In conclusion, Engeletin emerges as a novel multitarget therapeutic agent for IBD by restoring mitochondrial homeostasis and suppressing epithelial apoptosis via AMPK/SIRT1/PGC-1α signaling. It alleviates colitis by balancing NF-κB-mediated inflammation and Nrf2-driven antioxidant defenses while reinforcing intestinal barrier integrity through tight junction preservation and goblet cell restoration. Mitochondrial functional recovery—evidenced by improved bioenergetics and reduced oxidative stress—underpins its anti-apoptotic efficacy, with AMPK/SIRT1/PGC-1α activation identified as the central mechanistic driver. These findings not only establish mitochondrial functional recovery as a critical therapeutic strategy in IBD but also highlight Eng’s translational promise as a natural compound bridging epithelial protection and metabolic regulation.

Supplementary Materials

The following supporting information can be downloaded at: https://www.mdpi.com/article/10.3390/antiox14050524/s1. Supplementary Methods: S1. Colonoscopy scores, S2. Disease activity index (DAI) score, S3. Haematoxylin and eosin (H&E) staining, S4. Alcian blue periodic acid Schiff (AB–PAS) staining, S5. Colonic organoid extraction and culture, S6. Isolation of mouse primary colonic intestinal epithelial cells, S7. qRT–PCR analysis, S8. Enzyme-linked immunosorbent assay (ELISA), S9. Western blotting, S10. Intestinal barrier permeability analysis, S11. Immunofluorescence analysis, S12. TUNEL assay, S13. Transmission electron microscopy (TEM) analysis, S14. Quantitative analysis of the mitochondrial DNA (mtDNA) copy numbers, S15. Detection of the activities of mitochondrial complexes I and IV, S16. JC-1 assay, S17. MitoTracker Red CMXRos labelling, S18. ATP Measurement, S19. Reactive oxygen species (ROS) Detection, S20. Biochemical Quantification of Antioxidant/Oxidative Stress Parameters. Supplementary tables. Table S1. Endoscopy scoring criteria, Table S2. Sequences of primers used in this study. Figure S1. Engeletin ameliorated mitochondrial dysfunction in DSS-induced colonic organoid. (A) The mitochondrial membrane potential in colonic organoids was assessed by fluorescence staining with the probe JC-1. (B) mtDNA levels in mitochondria isolated from colonic organoids were analyzed via qRT–PCR. (C,D) Mitochondrial complex I and IV activity in colonic organoids. (E,F) ROS levels (DCFH-DA fluorescence intensity in colonic organoid). Data represent mean ± SD (n = 3). * p < 0.05.

Author Contributions

J.L., Z.G., L.Y. and J.H. (Jianguo Hu) contributed to the study design, experiments, and manuscript drafting. J.H. (Ju Huang), M.N., K.Z., X.S., Y.W. and L.Z. contributed to the experiments and data analysis. All authors have read and agreed to the published version of the manuscript.

Funding

This work was supported by funding from the National Natural Science Foundation of China (81902078, 82370534), the Anhui Province University Outstanding Youth Research Project (2022AH030138), Clinical and Translational Research Project of Anhui Province (202427b10020088), Outstanding Young Teachers Incubation Program of Education Department of Anhui Province (YQYB2023019), the Health Research Program of Anhui (AHWJ2022b088, 2024Aa40007), the Bengbu Medical University Research Projects (2023byfy002), Research and Innovation Program of Bengbu Medical University (2024xscx133), and the Research and Innovation Team of Bengbu Medical University (BYYFY2022TD002).
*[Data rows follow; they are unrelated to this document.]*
PR #1026, opened 2022-01-10
Sync metadata and docs with configlet

angelikatyborska:
All the changes in this PR were done automatically by configlet.


angelikatyborska:
Formatting issues in problem-specs that tripped up our CI will be fixed in: https://github.com/exercism/problem-specifications/pull/1895

jiegillet (approved):
Some things do not seem consistent, `*` becoming `\*` in some files but ignored in others, sometimes both on the _same line_ (`prime-factor`), some `-` bullet points turned into `*` in `resistor-color-duo` and the exact opposite in `resistor-color-trio`...

Of course, I understand this is an issue for `problem-specifications`...

angelikatyborska:
I have no idea about the logic for escaping `*` (it does seem weird to me too), but for the `*` vs `-` lists, the linter just uses the marker that was used first in the same document for all the lists in that document. It would be nicer if it always used the same marker everywhere :|

PR #1029, opened 2022-01-11
bsd/gnu sed compatibility hotfix; resolves #1028

### LINKED ISSUE #1028: Fix test_exercises.sh to work with both GNU and BSD sed versions
See:
https://github.com/exercism/elixir/blob/d00ca743340fcc328c70ee351274f91b57fd4c8d/bin/test_exercises.sh#L96-L97

Ideally this would detect which sed version is installed, or at least allow the user to choose by passing a flag.

justrp:


angelikatyborska (approved):
Works on my machine (macOS), works on CI (linux) - perfect 🙂

PR #1032, opened 2022-01-14
Deprecate accumulate

angelikatyborska:
Following: https://github.com/exercism/problem-specifications/pull/1918


jiegillet (approved):
What exactly happens now? It won't appear on the tree since it doesn't;t practice anything, but it will still be in the full list?

angelikatyborska:
It will disappear completely from anywhere except for students that already started it, they will see it on the full list. E.g. both "binary" and "hexadecimal" are deprecated. I can find "binary" on my exercise list because I solved it, but not "hexadecimal".

PR #1035, opened 2022-01-15
allow await_many as well as await when expecting timeout message

madlep:
Update to `assert_receive` expectation on timeout in "RPN Calculator Inspection" exercise to allow a timeout message with `:await_many` as the MFA tuple function (as well as allowing current `:await`)

My solution for that exercise that causes the test to incorrectly fail was:

```elixir
  def correctness_check(calculator, inputs) do
    inputs
    |> Enum.map(& fn -> calculator.(&1) end)
    |> Enum.map(&Task.async/1)
    |> Task.await_many(100)
  end
```

Where as the exemplar is:

```elixir
  def correctness_check(calculator, inputs) do
    inputs
    |> Enum.map(fn input -> Task.async(fn -> calculator.(input) end) end)
    |> Enum.map(fn task -> Task.await(task, 100) end)
  end
```

The changes in the test allow both to pass.

### DIFF
--- a/exercises/concept/rpn-calculator-inspection/test/rpn_calculator_inspection_test.exs
+++ b/exercises/concept/rpn-calculator-inspection/test/rpn_calculator_inspection_test.exs
@@ -343,7 +343,11 @@ defmodule RPNCalculatorInspectionTest do
 
       Process.flag(:trap_exit, true)
       pid = spawn_link(fn -> RPNCalculatorInspection.correctness_check(calculator, inputs) end)
-      assert_receive {:EXIT, ^pid, {:timeout, {Task, task_fn, [_task, 100]}}} when task_fn in [:await, :await_many], 150
+
+      assert_receive {:EXIT, ^pid, {:timeout, {Task, task_fn, [_task, 100]}}}
+                     when task_fn in [:await, :await_many],
+                     150
+
       Process.flag(:trap_exit, false)
     end
   end
--- a/exercises/concept/rpn-calculator-inspection/test/rpn_calculator_inspection_test.exs
+++ b/exercises/concept/rpn-calculator-inspection/test/rpn_calculator_inspection_test.exs
@@ -346,7 +346,8 @@ defmodule RPNCalculatorInspectionTest do
 
       assert_receive {:EXIT, ^pid, {:timeout, {Task, task_fn, [_task, 100]}}}
                      when task_fn in [:await, :await_many],
-                     150
+                     150,
+                     "expected to receive a timemout message from Task.await/2 or Task.await_many/2"
 
       Process.flag(:trap_exit, false)
     end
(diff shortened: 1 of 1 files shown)


angelikatyborska:
I'm not 100% sure if this is a good change. Using `await_many` doesn't fulfill [the instructions for this step](https://github.com/exercism/elixir/blob/main/exercises/concept/rpn-calculator-inspection/.docs/instructions.md#4-run-a-concurrent-correctness-check-for-many-inputs):

> Then, for every task started this way, it should await its results for 100ms.

To me this sentence states that each task needs to be awaited separately, not all together. If we were to allow both `await` and `await_many`, we would need to rephrase the instructions to say that either approach can be used, which I would argue will make it more confusing for newcomers. @jiegillet what do you think?

jiegillet:
> To me this sentence states that each task needs to be awaited separately, not all together. If we were to allow both await and await_many, we would need to rephrase the instructions to say that either approach can be used, which I would argue will make it more confusing for newcomers. @jiegillet what do you think?

On one hand, you're right that the instructions really point to using `await`, and I think that's the best doe newcomers.

On the other hand, being a little more permissive doesn't really mean that we have to rephrase the instructions, people should be allowed to come up with alternate solutions if they are pretty much equivalent.

I'm not super familiar with concurrency, am I right in saying that they are equivalent? My intuition is that `await_many` will only take 100ms max, but `await` could be a bit longer if `Enum.map` takes a while to go through the list of tasks?
If that's right, `await_many ` is even stricter so I don't really have an issue with it...

angelikatyborska:
The difference between the two is explained in [`concepts/tasks/about.md`](https://github.com/exercism/elixir/blob/main/concepts/tasks/about.md#timeouts).

TL;DR: `await` is synchronous, it blocks and resets the timeout for each task. It will take max `N * timeout` where N is the number of calls to `await`. If all tasks get started first, and only then awaited, the last task gets a much longer allowed runtime then the first one. `await_many` works for all tasks at once, it will take max `timeout` regardless of how many tasks are awaited.

If you think we don't need to modify the instructions, I'm fine with letting this change be merged.

@madlep can you run `mix format` so that the CI checks pass? 🙂

madlep:
@angelikatyborska that makes sense. Looking at it that way, I can see the intent is that we're wanting to check each task individually only takes 100ms, rather than globally checking if all of them completed in 100ms.

So I get the intent of testing for that.

On the other hand though, it may be difficult for people learning Elixir to understand the difference, and what the exercise is looking for. I know Elixir pretty well, and was playing around with the exercises for fun, but it still took me quite a bit of effort to understand the failing test, and what I needed to do to fix it up. So the motivation for the change is making it more flexible and less confusing to move through the exercise.

So added an expectation failure message, which hopefully describes it a bit better.

(also ran `mix format` as requested 👍 )

angelikatyborska (approved):
Thank you 💜

PR #1038, opened 2022-01-21
Sync collatz-conjecture

angelikatyborska:
The only difference in the reimplemented test cases is the word "numbers" changed to "integers". We don't use those error messages in the test, so I think we can just assume we "implement" the new test cases without actually changing anything 😁


jiegillet (approved):
Haha, so much work, so much work! We deserve a 20% raise!

PR #1183, opened 2022-08-24
Make newsletter exercise tests run async

halfdan:
I just went through this exercise as part of the Exhort. It seemed trivial to make this exercise run tests asynchronous by generating random temp files using some core utils.

### DIFF
--- a/exercises/concept/newsletter/test/newsletter_test.exs
+++ b/exercises/concept/newsletter/test/newsletter_test.exs
@@ -1,6 +1,5 @@
 defmodule NewsletterTest do
-  # run test synchronously to be able to use the same file path for all tests without write conflicts
-  use ExUnit.Case, async: false
+  use ExUnit.Case
 
   @temp_file_path Path.join(["assets", "temp.txt"])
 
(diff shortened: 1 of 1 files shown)


zorn:
My understanding is that marking a test module as `async` only enables concurrent testing against other modules. The individual tests of a single module always run sequentially. 🤷‍♂️ 

https://hexdocs.pm/ex_unit/main/ExUnit.Case.html

angelikatyborska:
@zorn You're absolutely right. This existing code with the comment in the tests should never have been added:

```elixir
  # run test synchronously to be able to use the same file path for all tests without write conflicts
  use ExUnit.Case, async: false
```

Our bad 🙈. But that also means this PR isn't really needed. We just need to remove the snippet I posted above to avoid future confusion.

halfdan:
Hah, well TIL.

Happy to update/change the PR to remove that little snippet. Thanks to both of you.

angelikatyborska:
> Happy to update/change the PR to remove that little snippet

That would be much appreciated!

jiegillet:
@halfdan are you still interested in finishing this PR?
We can add the hacktoberfest label to it if you're interested.

halfdan:
Yep, still happy to finish this. The tag would be a nice perk.

jiegillet (approved):
Sorry I took over in the end. Thanks for bringing this up though!

halfdan:
@jiegillet Perfectly fine - sorry for dropping the ball here.

PR #1184, opened 2022-08-31
Scale Generator: Fix return type in typespec

aifrak:
Improve typespec from `step/3` because it returns String and not a list.


angelikatyborska:
Thanks! Could you add the same fix to the example solution in `.meta/example.ex`?

aifrak:
Done: `.meta/example.ex` has been also fixed.

angelikatyborska (approved):

angelikatyborska:
Thank you 💜

PR #1185, opened 2022-09-01
Update high_score_test.exs

ingluisandres:
fixes update score for existing player with non-zero score adds score to previous


angelikatyborska:
The current test is correct. It is desired behavior that `update_score` adds to the previous score if it exists.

Institutional Review Board Statement

All experimental protocols were approved by the Animal Ethics Committee of Bengbu Medical University ([2024] No.192, Bengbu, China) on 10 July 2024.
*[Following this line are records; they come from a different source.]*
PR #1192, opened 2022-09-02
Update bitwise shift left example

### LINKED ISSUE #1189: Should we tweak the bitwise example in Secrets introduction?
The introduction says:

> Here is an example how to use a bitwise function:

The example it gives is:

```
Bitwise.bsl(1, 2)
# => 4
```

However, it's not immediately clear which number is being shifted and which number represents how many places it is shifted, because `Bitwise.bsl(1, 2)` and `Bitwise.bsl(2, 1)` both result in 4.

Would it make sense to use a different value in the example to help clarify? E.g.

```
Bitwise.bsl(1, 3)
# => 8
```

If this seems like a good change, I'd be happy to put in a PR.

kytrinyx:
The introduction to bitwise shift used `Bitwise.bsl(1, 2)`
as the example. This is ambiguous, as
`Bitwise.bsl(1, 2)` and `Bitwise.bsl(2, 1)` both result in 4.

Here I updated the example to shift 1 left 3 places, resulting
in a value of 8. This is unambiguous because 3 shifted left once
results in a value of 6.

Closes #1189

### DIFF
--- a/concepts/bit-manipulation/introduction.md
+++ b/concepts/bit-manipulation/introduction.md
@@ -13,7 +13,7 @@ Here is an example how to use a bitwise function:
 
 ```elixir
 Bitwise.bsl(1, 3)
-# => 3
+# => 8
 ```
 
 All bitwise functions only work on integers.
--- a/concepts/bit-manipulation/introduction.md
+++ b/concepts/bit-manipulation/introduction.md
@@ -12,8 +12,8 @@ Elixir supports many functions for working with bits found in the _Bitwise modul
 Here is an example how to use a bitwise function:
 
 ```elixir
-Bitwise.bsl(1, 2)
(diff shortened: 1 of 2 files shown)


concepts/bit-manipulation/introduction.md
```diff
@@ -12,8 +12,8 @@ Elixir supports many functions for working with bits found in the _Bitwise modul
 Here is an example how to use a bitwise function:
 
 ```elixir
-Bitwise.bsl(1, 2)
-# => 4
+Bitwise.bsl(1, 3)
+# => 3
```
angelikatyborska, line 16:
```suggestion
# => 8
```

angelikatyborska (approved):
Thanks!

PR #1195, opened 2022-09-04
Community garden: require incremental plot ids

angelikatyborska:
This change is inspired by the Exhort students discussing how they were unsure how to handle the id generation. One student used random ids, another created a second Agent. I think the id generation isn't supposed to be a riddle in this exercise, so we might as well make our expected solution explicit - ids should be incremental, you're supposed to keep an id counter in the agent's state.


tim-austin-7shifts (approved):

angelikatyborska:
@tim-austin-7shifts @neenjaw I appreciate the approval but you seem to have used your second account which doesn't have maintainer permissions 😅

neenjaw:
Lol, was using the wrong laptop

neenjaw (approved):
Approved for real this time. :D

PR #1196, opened 2022-09-05
Update captains_log_test.exs

pdmoore:
Combine stardate range checks into one test with two asserts. Currently, as two separate tests, the first test passes (>= 41_000.0) with a nil implementation. This new combined test follows the pattern already demonstrated in this test file as "ends with a random integer between 1000 and 9999"

### DIFF
--- a/exercises/concept/captains-log/test/captains_log_test.exs
+++ b/exercises/concept/captains-log/test/captains_log_test.exs
@@ -59,15 +59,9 @@ defmodule CaptainsLogTest do
     end
 
     @tag task_id: 3
-    test "is equal to or greater than 41_000.0" do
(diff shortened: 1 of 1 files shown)


neenjaw:
Appreciate the initiative for a pr, but this makes the test suite worse in my opinion as it then combines two behaviours into one test making it harder for more novice students to see that there are two cases to handle.

If we can reword the existing two test cases to make it more clear for you, I am open to that. 

In its current state I would not merge this PR.

pdmoore:
I felt there's inconsistency in the suite. The test for the behavior "Registry numbers start with the prefix 'NCC-' and then use a number from 1000 to 9999 (inclusive)" is verified by one test that confirms the range 1000..9999 through two asserts in the one test.

PR #1199, opened 2022-09-12
Update instructions.md for roman-numerals and added two new tests

tradfursten:
Updated the instructions with the sync script.


angelikatyborska (approved):
Thank you!

PR #1200, opened 2022-09-12
Fix-test-case-and-instructions-of-high-score-exercise

lacf95:
Found a failing test and a wrong instruction's example output on High Score exercise, this PR fixes it


lacf95:
Not really, closed!

PR #1206, opened 2022-09-15
Pacman rules: Added missing testcase

lauramcastro:
The first function of the Pacman exercise is intended to be solved by using the `and` operator. However, with the test for double `false` missing, an implementation that used `==` instead passed the tests and was uncaught by automated feedback.

I realized this during a mentoring session; perhaps there is a preferred course of action, but I thought I could contribute the missing test case, just in case.


angelikatyborska (approved):
Thank you, this additional test makes a lot of sense 🙂

PR #1208, opened 2022-09-21
Added assertion to bread-and-potions test

nash8114:
* ensure that the bread-and-potion ManaPotion strength attribute is used, and not just a value of 6.
I ran into this by just staticky using "6" as a value for all mana potions, and both tests happened to pass. (Any other value would fail). This small addition should fix being able to use a static value for mana.


jiegillet (approved):
Thank you, this is an nice improvement!

PR #846, opened 2026-09-17
CLP-940 Make matrix fail-fast and required-check policy explicit

frederic-tingaud-sonarsource:
Part of CLP-907

Adds `fail-fast: false` to the `analyze-shadows` matrix in `build.yml` (2 cells: `sqc-eu`, `sqc-us`).

## Why

Making the policy explicit rather than inherited. If one platform's shadow analysis fails — usually a platform-side outage rather than a code problem — the other is currently cancelled.

**Being straight about the evidence: this is a consistency change, not a fix for a problem we have.** The job is gated `if: github.event_name == 'schedule'`, so it runs nightly only, never on PRs or master pushes. Last 100 `build.yml` runs (81 success / 16 failure / 2 cancelled / 1 action_required) contain **0 cancellations in this matrix**, and because it's nightly a lost cell is recovered by the next run ~24h later.

It is included for a uniform policy across the CLP-907 repos. If the ticket is being trimmed, this is a fair candidate to drop — please say so and I'll close it.

## Cost

Nothing on PR or master runs, since the job is schedule-gated. One extra analysis job on a failing nightly.

## Not included

No required-check changes — no matrix cell is a required status check in this repo (only the aggregate `StepSecurity Required Checks`, ruleset `21087917`).

🤖 Generated with [Claude Code](https://claude.com/claude-code)


mary-georgiou (approved):
LGTM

Informed Consent Statement

Not applicable.

Data Availability Statement

The data used to support the findings of this study are available from the corresponding author upon request.

Acknowledgments

We would like to acknowledge the Central Laboratory of the First Affiliated Hospital of Bengbu Medical University for providing the experimental platform and technical assistance.

Conflicts of Interest

The authors declare no financial conflicts of interest.

Abbreviations

IBD, Inflammatory bowel disease; CD, Crohn’s disease; UC, Ulcerative colitis; Eng, Engeletin; IEC, Intestinal epithelial cell; ROS, Reactive oxygen species; DSS, Dextran sodium sulfate; WT, Wild-type; H&E, Haematoxylin and eosin; SPF, Specific pathogen-free; DAI, Disease activity index; ELISA, Enzyme-linked immunosorbent assay; TEM, Transmission electron microscopy; mtDNA, Mitochondrial DNA; ATP, Adenosine triphosphate; MDA, Malondialdehyde; CAT, Catalase; GSH, Glutathione S-transferase; SOD, Superoxide dismutase; NF-κB, Nuclear factor kappa-light-chain-enhancer of activated B cells; Nrf2, Nuclear factor erythroid 2-related factor 2; HO-1, Heme oxygenase-1; NQO1, NAD(P)H quinone dehydrogenase 1; AMPK, AMP-activated protein kinase; SIRT1, Sirtuin 1; PGC-1α, Peroxisome proliferator-activated receptor gamma coactivator 1-alpha; SR-18292, PGC-1α inhibitor; TNF-α, Tumor necrosis factor-alpha; IL-1β, Interleukin-1 beta; IL-6, Interleukin-6; IL-17A, Interleukin-17A; ZO-1, Zonula occludens-1; Bax, Bcl-2-associated X protein; Bcl2, B-cell lymphoma 2; FD4, Fluorescein isothiocyanate-dextran 4 kDa; I-FABP, Intestinal fatty acid binding protein; AB-PAS, Alcian blue periodic acid Schiff; TLR4, Toll-like receptor 4; TNBS, Trinitrobenzene sulfonic acid; SMYD5, SET and MYND domain-containing protein 5.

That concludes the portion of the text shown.